The Fed, making changes to present policy, hopes to stem the current credit crisis and get the economy rolling via the TALF – the Term Asset-Backed Securities Loan Facility.
Beginning in February, $200 Billion will be made available as loans to holders of AAA-rated asset-backed securities which are backed by loans originated after October 2007. These loans are to include education, car and credit card loans, and borrowing guaranteed by the Small Business Administration. Car leases and auto dealer floor plan loans will be eligible.
Talks are underway to later expand the program to include commercial mortgages, non-agency residential mortgages, or “other asset classes.”
These loans, originally slated to be issued on one-year terms, will now carry 3 year terms. This is good news for the program, as it eliminates a large portion of risk for the investor. 3-years is basically the entire life span of most eligible collateral. Operating under a 1-year term, investors would have had to worry that at the end of 1-year, new financing might not be available. But by the end of 3-years, the asset will be all but gone.
This program is in addition to the separate plan to buy $600 billion of debt issued or guaranteed by federal housing agencies.
Both programs fall under the central bank’s December 16 pledge to “employ all available tools” to restore economic growth.
What does it mean for consumers? It may mean that buying a new car, borrowing money for education, or obtaining a Small Business Loan will be easier, but this doesn’t guarantee that lenders will relax their requirements.
Consumers should still concentrate on lowering their debt ratios and raising credit scores.
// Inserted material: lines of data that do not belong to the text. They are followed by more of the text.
PR #2192, opened 2022-08-03
Revert "fixed the sortable behaviour for relationship field"

matthewjohns0n:
Reverts ExpressionEngine/ExpressionEngine#2179


matthewjohns0n:
This one was passing tests, so we are not reverting it.

PR #2204, opened 2022-08-05
fix the File Usage utility to correctly update Fluid fields

intoeetive:
fix to keep the total_usage correct on subsequent runs

EECORE-2072


robinsowell:
OK, I had not confirmed the bug before testing the fix, so I won't swear I took the proper steps to see it.

On 7.0.1, took a screen cap of current files page, including the usage stats.  Ran the file usage utility.  Numbers the same.  Ran it again, numbers still the same.  Re-running it doesn't seem to matter.  I also looked at an individual entry and the usage count for it stayed the same.

Screen Shot 2022-08-05 at 10 33 41 AM

matthewjohns0n (approved):

PR #4591, opened 2024-11-13
Resolved #4589 where there was an error removing a field from a Fluid field that was also used in a field group

### LINKED ISSUE #4589: Removing a field from a fluid field group deletes the content if that same field is used in another field group assign to the the same fluid field
Removing a 'Custom Field' from a fluid field deletes the content if that same field is used in another 'Custom field groups' assigned to the the same fluid field.

bryannielsen:


robinsowell (approved):
Fixed it for me.  I did have to make a new fluid field to test with, since testing the original borked my db.  But new one should have been a good approximation of the initial test, and all was fine.

PR #4604, opened 2024-11-19
Fix copy field with cp session type as session only

### LINKED ISSUE #4588: Copy field code not working when session id is in the cp url
EE 7.5.3

On the field manager and in the entry edit, if you're using sessions in the cp, the copy field doesn't work.

I tried it- it triggers a url like https://75gen:8890/admin.php?/cp/design/copy/fields&S=1053ee30af84cfc809af3cdaea3f78ce/5 which 404's.

URL should be https://75gen:8890/admin.php?/cp/design/copy/fields/5&S=1053ee30af84cfc809af3cdaea3f78ce/ - basically we just need to switch it up and it should be fine.

matthewjohns0n:
Fixes #4588


robinsowell (approved):
Worked for me!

The wisest thing consumers can do during this credit crisis is get a copy of their own credit report – with scores – and learn exactly where they stand. Then take all necessary steps to bring those scores as high as they can go.
Increased spending may be the Fed’s answer to reviving a stalled economy, but a reduction in spending is still the smartest move for individual Americans – especially when increased spending translates to increased debt.
Now is the time to analyze your credit report and have any and all errors removed, be always on the lookout for signs of identity theft, and do all you can to reduce your debt load. It’s also a good time to open a savings account, because owning one will help raise your scores.